■ Goal of the exercise
With every mark kept, transcribe all of the records.

Data extracted from a collection
Issue #53488, opened 2019-06-14
unit.utils.test_pycrypto.PycryptoTestCase.test_gen_hash failing


Ch3LL:
The test `unit.utils.test_pycrypto.PycryptoTestCase.test_gen_hash` is failing on macosx

https://jenkinsci.saltstack.com/job/2019.2.1/view/Python3/job/salt-mac-highsierra-py3/2/testReport/junit/unit.utils.test_pycrypto/PycryptoTestCase/test_gen_hash/

```
Traceback (most recent call last):
  File "/tmp/kitchen/testing/tests/unit/utils/test_pycrypto.py", line 30, in test_gen_hash
    self.assertTrue(ret.startswith('$6$'))
AssertionError: False is not true
```

PR #53491, opened 2019-06-14
Update test_gen_hash for macosx

Ch3LL:
### What does this PR do?
This test `unit.utils.test_pycrypto.PycryptoTestCase.test_gen_hash` is failing on macosx with this failure:

```
         File "/private/tmp/kitchen/testing/tests/unit/utils/test_pycrypto.py", line 30, in test_gen_hash
           self.assertTrue(ret.startswith('$6$'))
       AssertionError: False is not true
```

This is because crypt on macosx doesn't support the `$id$` format. A great explanation is shared here: https://bugs.python.org/issue22432

https://github.com/saltstack/salt/issues/53488

### Previous Behavior
`unit.utils.test_pycrypto.PycryptoTestCase.test_gen_hash` test fails on macosx

### New Behavior
`unit.utils.test_pycrypto.PycryptoTestCase.test_gen_hash` passes on macosx

### Tests written?
fixes test

### Commits signed with GPG?

Yes

### DIFF
--- a/tests/unit/utils/test_pycrypto.py
+++ b/tests/unit/utils/test_pycrypto.py
@@ -26,14 +26,17 @@ class PycryptoTestCase(TestCase):
         Test gen_hash
         '''
         passwd = 'test_password'
+        id = '$'
+        if salt.utils.platform.is_darwin():
+            id = ''
         ret = salt.utils.pycrypto.gen_hash(password=passwd)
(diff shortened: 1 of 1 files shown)


cmcmarrow (approved):

garethgreenaway (approved):

s0undt3ch (approved):

waynew:
Nice find!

■ Result for this exercise
Issue #53488, opened 2019-06-14
unit.utils.test_pycrypto.PycryptoTestCase.test_gen_hash failing


Ch3LL:
The test `unit.utils.test_pycrypto.PycryptoTestCase.test_gen_hash` is failing on macosx

https://jenkinsci.saltstack.com/job/2019.2.1/view/Python3/job/salt-mac-highsierra-py3/2/testReport/junit/unit.utils.test_pycrypto/PycryptoTestCase/test_gen_hash/

```
Traceback (most recent call last):
  File "/tmp/kitchen/testing/tests/unit/utils/test_pycrypto.py", line 30, in test_gen_hash
    self.assertTrue(ret.startswith('$6$'))
AssertionError: False is not true
```

PR #53491, opened 2019-06-14
Update test_gen_hash for macosx

Ch3LL:
### What does this PR do?
This test `unit.utils.test_pycrypto.PycryptoTestCase.test_gen_hash` is failing on macosx with this failure:

```
         File "/private/tmp/kitchen/testing/tests/unit/utils/test_pycrypto.py", line 30, in test_gen_hash
           self.assertTrue(ret.startswith('$6$'))
       AssertionError: False is not true
```

This is because crypt on macosx doesn't support the `$id$` format. A great explanation is shared here: https://bugs.python.org/issue22432

https://github.com/saltstack/salt/issues/53488

### Previous Behavior
`unit.utils.test_pycrypto.PycryptoTestCase.test_gen_hash` test fails on macosx

### New Behavior
`unit.utils.test_pycrypto.PycryptoTestCase.test_gen_hash` passes on macosx

### Tests written?
fixes test

### Commits signed with GPG?

Yes

### DIFF
--- a/tests/unit/utils/test_pycrypto.py
+++ b/tests/unit/utils/test_pycrypto.py
@@ -26,14 +26,17 @@ class PycryptoTestCase(TestCase):
         Test gen_hash
         '''
         passwd = 'test_password'
+        id = '$'
+        if salt.utils.platform.is_darwin():
+            id = ''
         ret = salt.utils.pycrypto.gen_hash(password=passwd)
(diff shortened: 1 of 1 files shown)


cmcmarrow (approved):

garethgreenaway (approved):

s0undt3ch (approved):

waynew:
Nice find!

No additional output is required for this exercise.